Issue #262, opened 2022-12-27
Soften Button Border Brushes


robloo:
**Describe the bug**

Fluent v2 uses Acrylic Brushes for various borders -- including Button. Avalonia does not currently support Acrylic. Therefore, my assumption is FluentAvalonia uses the fallback values.

This results in button borders that are "too sharp" in dark theme (likely light as well).

To fix this, I would like to pre-blend the button border brush with the background brush taking into account the acrylic transparency as if it was there. This pre-blended color value would be the new border brush value. This means it would differ from WinUI numerically but look more visually similar (softening the button edges from a design standpoint). 

**Screenshots**

WinUI (using UWP, WinUI 2 Library, Windows 10 Pro):

![image](https://user-images.githubusercontent.com/17993847/209735029-bc7a1bae-57bb-455a-975b-cd32cd5f4c2c.png)

FluentAvalonia:

![image](https://user-images.githubusercontent.com/17993847/209734992-4c018fe8-e4be-4ad6-a5e6-ffa70f93ca2e.png)

**Desktop/Platform (please complete the following information):**
 - OS: [e.g. Windows (11/10), linux (distro), osx, wasm, etc]
 - FluentAvalonia Version [e.g. 1.0.0, or latest]
 - Avalonia Version [e.g. 0.10.10]

**Additional context**

I will fix this once direction is agreed.

amwx:
Actually, Buttons don't use an acrylic brush. IIRC in Fluent v2, Acrylic brushes are only used in overlays (FlyoutPresenter, e.g.).

`ButtonBorderBrush` maps to `ControlElevationBorderBrush` which is a LinearGradientBrush composed of `ControlStrokeColorSecondary` and `ControlStrokeColorDefault` colors

I think the actual issue here is the use of `BackgroundSizing=InnerBorderEdge` in WinUI, which isn't available in Avalonia. A quick test modifying the template to place the ContentPresenter in `FABorder` with the background sizing set results in this, which looks much better.
![image](https://user-images.githubusercontent.com/40413319/209873824-bc08760c-a080-4520-b948-954f1abfc70b.png)

robloo:
Yea, sorry, I should have looked at the XAML and instead just made a guess. What you found makes sense though and the TestButton looks perfect. The good news is this is a lot "cleaner" to fix than customizing a bunch of colors.

[...]

PR #345, opened 2023-04-22
[WIP] preview7

### LINKED ISSUE #330: Separator not showing since 2.0
Hello,

I've been porting over my application from 1.x to 2.0.0-preview6 with great success, thank you for that :)
One issue I've noticed so far is that the `<Separator>` element isn't rendering. I first thought it was some old styling I had but I also noticed it missing in the samples application.

I was also able to reproduce this in a simple new application with the following references
```xaml
    <PackageReference Include="Avalonia" Version="11.0.0-preview6" />
    <PackageReference Include="Avalonia.Desktop" Version="11.0.0-preview6" />
    <PackageReference Include="Avalonia.Themes.Fluent" Version="11.0.0-preview6" />
    <!--Condition below is needed to remove Avalonia.Diagnostics package from build output in Release configuration.-->
    <PackageReference Condition="'$(Configuration)' == 'Debug'" Include="Avalonia.Diagnostics" Version="11.0.0-preview6" />
    <PackageReference Include="FluentAvaloniaUI" Version="2.0.0-preview6" />
```

**Screenshots**
With FluentAvalonia
image
Without FluentAvalonia
image

I went back through all the preview versions of Avalonia and FluentAvalonia, they all show the same behaviour so it must've gone awry somewhere between 1.4.1 and 2.x

Hopefully that's enough information to track the issue down, I went through the code but couldn't really find any styling on the Separator at all, so wasn't able to submit a PR :(

### LINKED ISSUE #333: Cannot compile WASM since preview 5 (Not sure on version)
Since version preview 5 I cannot compile WASM anymore. I get this error:

The return type 'FluentAvalonia.Interop.Win32.LRESULT' of pinvoke callback method 'FluentAvalonia.Interop.Win32.LRESULT WndProcStatic(FluentAvalonia.Interop.Win32.HWND, System.UInt32, FluentAvalonia.Interop.Win32.WPARAM, FluentAvalonia.Interop.Win32.LPARAM)' needs to be blittable.  AvaloniaApplication1.Browser  C:\Program Files\dotnet\packs\Microsoft.NET.Runtime.WebAssembly.Sdk\7.0.4\Sdk\WasmApp.Native.targets  290  

This just "happened" after the upgrade to FluentAvalonia and Avalonia. I cannot even compile the Avalonia Greetings template anymore.

amwx:
WIP towards either preview7 or rc1, whichever upstream decides on.

Branch is on: 11.0.999-cibuild0033637-beta

**Required updates:**
- Items->ItemsSource on remaining Avalonia controls that were updated
- Updated ScrollViewer template based on changed logic
- Dealt with reduced Avalonia public API...which is making me absolutely lose my mind...

Note for users of FAComboBox: 
- Because of the loss of IWindowImpl APIs, using the FAComboBox with `IsEditable=true` where the popup has to flip to the top of the ComboBox (not enough space below), the popup will retain the default below display for rounded corners - the top will be unrounded and the bottom will be. This only affects windowed popups - overlay popups, if enabled, are not affected.

**Changes & Fixes:**
- Added the missing `Separator` `ControlTheme` (fixes #330)
- Added a hack fix to prevent the flickering when opening a ContentDialog or TaskDialog - issue stems from something about the animation timer is de-sync'd from rendering, and who knows if that'll get fixed soon
- Added the logic in the NavigationView for `Loaded` events, which wasn't previously implemented as we didn't have `Loaded` at the time NavView was ported
- Disabled the auto ToolTip in TabViewItem...this needs some thought. Currently the auto tooltip was just using the Content, which was loading the Tab content into the tooltip b/c of the implicit DataTemplate lookup Avalonia does - which isn't ideal. 
- Changes the function pointer signature on net5+ for AppWindow's Win32WindowManager so that it doesn't kill the WASM build (fixes #333)

**Special change:**
Added `FAContentPresenter` control to support `BackgroundSizing`. To address some rendering issues, see #262, I've added this special control to support BackgroundSizing for some controls. Currently this is only implemented on `Button`, `ToggleButton`, and `RepeatButton` where this change makes a noticeable difference. I've mapped the `IStyleable.StyleKey` to the normal `ContentPresenter` meaning if you're using custom styles you do NOT have to make changes here and if in the future BackgroundSizing is added upstream, you don't have to make more changes to undo this...so that's a plus.

Before and After:
image

I've also changed the root border in `Expander` to use a FABorder. This, however, will require updates if you're using custom styles for Expander as FABorder is not mapped to a normal Border. The change ensures the toggle button in the expander header gets the same treatment, and aligns it with SettingsExpander too.

### DIFF
--- a/src/FluentAvalonia/UI/Controls/MenuFlyout/MenuFlyoutInteractionHandler.cs
+++ b/src/FluentAvalonia/UI/Controls/MenuFlyout/MenuFlyoutInteractionHandler.cs
@@ -70,9 +70,10 @@ internal class MenuFlyoutInteractionHandler : IMenuInteractionHandler
             window.Deactivated += WindowDeactivated;
         }
 
-        if (_root is TopLevel tl && tl.PlatformImpl != null)
-            tl.PlatformImpl.LostFocus += TopLevelLostPlatformFocus;
-
+        // v2p6.1: Don't have access to this anymore...
+        //if (_root is TopLevel tl && tl.PlatformImpl != null)
+        //    tl.PlatformImpl.LostFocus += TopLevelLostPlatformFocus;
+        
         _inputManagerSubscription = InputManager?.Process.Subscribe(RawInput);
     }
 
@@ -103,8 +104,8 @@ internal class MenuFlyoutInteractionHandler : IMenuInteractionHandler
             root.Deactivated -= WindowDeactivated;
         }
 
-        if (_root is TopLevel tl && tl.PlatformImpl != null)
-            tl.PlatformImpl.LostFocus -= TopLevelLostPlatformFocus;
+        //if (_root is TopLevel tl && tl.PlatformImpl != null)
+        //    tl.PlatformImpl.LostFocus -= TopLevelLostPlatformFocus;
 
         _inputManagerSubscription?.Dispose();
 
--- a/src/FluentAvalonia/UI/Windowing/Win32/Win32WindowManager.cs
+++ b/src/FluentAvalonia/UI/Windowing/Win32/Win32WindowManager.cs
@@ -23,7 +23,10 @@ internal unsafe class Win32WindowManager
 
 #if NET5_0_OR_GREATER
         _appWindowRegistry.Add(Hwnd, this);
-        _wndProc = (nint)(delegate* unmanaged<HWND, uint, WPARAM, LPARAM, LRESULT>)&WndProcStatic;
+
+        // Apparently...nint and void* aren't blittable types to the mono-wasm compiler
+        // so the function pointer here needs to use IntPtr
+        _wndProc = (nint)(delegate* unmanaged<IntPtr, uint, IntPtr, IntPtr, IntPtr>)&WndProcStatic;
 #else
         _wndProc = Marshal.GetFunctionPointerForDelegate(WndProc);
 #endif
@@ -396,14 +399,14 @@ internal unsafe class Win32WindowManager
 
 #if NET5_0_OR_GREATER
     [UnmanagedCallersOnly]
-    private static LRESULT WndProcStatic(HWND hwnd, uint msg, WPARAM wParam, LPARAM lParam)
+    private static IntPtr WndProcStatic(IntPtr hwnd, uint msg, IntPtr wParam, IntPtr lParam)
     {
-        if (_appWindowRegistry.TryGetValue(hwnd, out var wnd))
+        if (_appWindowRegistry.TryGetValue((HWND)hwnd, out var wnd))
         {
-            return wnd.WndProc(hwnd, msg, wParam, lParam);
+            return wnd.WndProc((HWND)hwnd, msg, (WPARAM)wParam, (LPARAM)lParam);
         }
 
-        return 0;
+        return (IntPtr)0;
     }
 
     private static Dictionary<HWND, Win32WindowManager> _appWindowRegistry =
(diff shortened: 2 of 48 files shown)


robloo:
Wow, I just see this PR. Awesome work!

> Dealt with reduced Avalonia public API...which is making me absolutely lose my mind...

I was worried about that after I saw some of the breaks looking at the code. Should we discuss this more upstream about adding a few back? FluentAvalonia is a very good use case IMO and this project won't be the only one struggling.

src/FluentAvalonia/UI/Controls/MenuFlyout/MenuFlyoutInteractionHandler.cs
```diff
@@ -70,9 +70,10 @@ public virtual void Attach(FAMenuFlyoutPresenter menu)
             window.Deactivated += WindowDeactivated;
         }
 
-        if (_root is TopLevel tl && tl.PlatformImpl != null)
-            tl.PlatformImpl.LostFocus += TopLevelLostPlatformFocus;
-
+        // v2p6.1: Don't have access to this anymore...
+        //if (_root is TopLevel tl && tl.PlatformImpl != null)
+        //    tl.PlatformImpl.LostFocus += TopLevelLostPlatformFocus;
```
robloo, line 75: I wonder if we should push to add Deactivated from WPF:

https://learn.microsoft.com/en-us/dotnet/api/system.windows.window.deactivated?view=windowsdesktop-7.0

This seems like necessary information to have.

amwx: `Deactivated` is available on `WindowBase`.

Actually, thinking about this, I don't think this is actually important. This code was copied from upstream and then modified for `FAMenuFlyout`, but FAMenuFlyout is always light-dismiss so any deactivation of the top level should end up closing the flyout anyway. This file needs a refactor anyway, I just haven't felt like doing it yet.

src/FluentAvalonia/UI/Windowing/Win32/Win32WindowManager.cs
```diff
@@ -140,13 +139,18 @@ private LRESULT WndProc(HWND hWnd, uint msg, WPARAM wParam, LPARAM lParam)
...
         }
 
-
         return CallWindowProcW(_oldWndProc, hWnd, msg, wParam, lParam);
     }
 
+    private double GetScaling()
+    {
+        // This is stupid
+        return _window.Screens.ScreenFromWindow(_window.PlatformImpl).Scaling;
```
kekekeks, line 148: RenderScaling is exposed from IRenderRoot

robloo:
@timunie I don't have any specific API needs yet on my end. I'm only trying to support where I can. Thanks for reaching out here!

amwx:
> @amwx we are really interested in hearing what makes you struggeling. Probably some API changes needs to be tweaked or added back in. Can you share a list of thing you want to have back in public API? In the best case with a short reason where it's not obvious.
> 
> I'll share it with the team to discuss.
> 
> Thank you 🙏
> 
> /cc @robloo probably you also have some API you're missing?

Of everything that was lost recently, I think `RenderScaling` is the only remaining one that really needs to be fixed. Most users of Avalonia probably won't need this, but it is something control authors might need, so I'm sure I'm not the only one. My hack of going through Screens, or the suggestion above casting to `IRenderRoot` isn't ideal. If there's some platform that wouldn't work for this, I'd suggest returning double.NaN or another sentinel value or even a `bool TryGetRenderScaling(out double scale)` on `TopLevel` - something much easier to work with and intuitive than a rarely used interface and limiting the API to the "lowest common denominator" of all supported platforms.

Thinking on my other use cases of now hidden APIs, they're probably not necessary or have better alternatives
════════
WHAT THIS TASK INVOLVES: Copy out the listing above, line by line and exactly, from its first line to the line holding "### LINKED ISSUE #330: Separator", inclusive.

TASK RESPONSE:
Issue #262, opened 2022-12-27
Soften Button Border Brushes


robloo:
**Describe the bug**

Fluent v2 uses Acrylic Brushes for various borders -- including Button. Avalonia does not currently support Acrylic. Therefore, my assumption is FluentAvalonia uses the fallback values.

This results in button borders that are "too sharp" in dark theme (likely light as well).

To fix this, I would like to pre-blend the button border brush with the background brush taking into account the acrylic transparency as if it was there. This pre-blended color value would be the new border brush value. This means it would differ from WinUI numerically but look more visually similar (softening the button edges from a design standpoint). 

**Screenshots**

WinUI (using UWP, WinUI 2 Library, Windows 10 Pro):

![image](https://user-images.githubusercontent.com/17993847/209735029-bc7a1bae-57bb-455a-975b-cd32cd5f4c2c.png)

FluentAvalonia:

![image](https://user-images.githubusercontent.com/17993847/209734992-4c018fe8-e4be-4ad6-a5e6-ffa70f93ca2e.png)

**Desktop/Platform (please complete the following information):**
 - OS: [e.g. Windows (11/10), linux (distro), osx, wasm, etc]
 - FluentAvalonia Version [e.g. 1.0.0, or latest]
 - Avalonia Version [e.g. 0.10.10]

**Additional context**

I will fix this once direction is agreed.

amwx:
Actually, Buttons don't use an acrylic brush. IIRC in Fluent v2, Acrylic brushes are only used in overlays (FlyoutPresenter, e.g.).

`ButtonBorderBrush` maps to `ControlElevationBorderBrush` which is a LinearGradientBrush composed of `ControlStrokeColorSecondary` and `ControlStrokeColorDefault` colors

I think the actual issue here is the use of `BackgroundSizing=InnerBorderEdge` in WinUI, which isn't available in Avalonia. A quick test modifying the template to place the ContentPresenter in `FABorder` with the background sizing set results in this, which looks much better.
![image](https://user-images.githubusercontent.com/40413319/209873824-bc08760c-a080-4520-b948-954f1abfc70b.png)

robloo:
Yea, sorry, I should have looked at the XAML and instead just made a guess. What you found makes sense though and the TestButton looks perfect. The good news is this is a lot "cleaner" to fix than customizing a bunch of colors.

[...]

PR #345, opened 2023-04-22
[WIP] preview7

### LINKED ISSUE #330: Separator not showing since 2.0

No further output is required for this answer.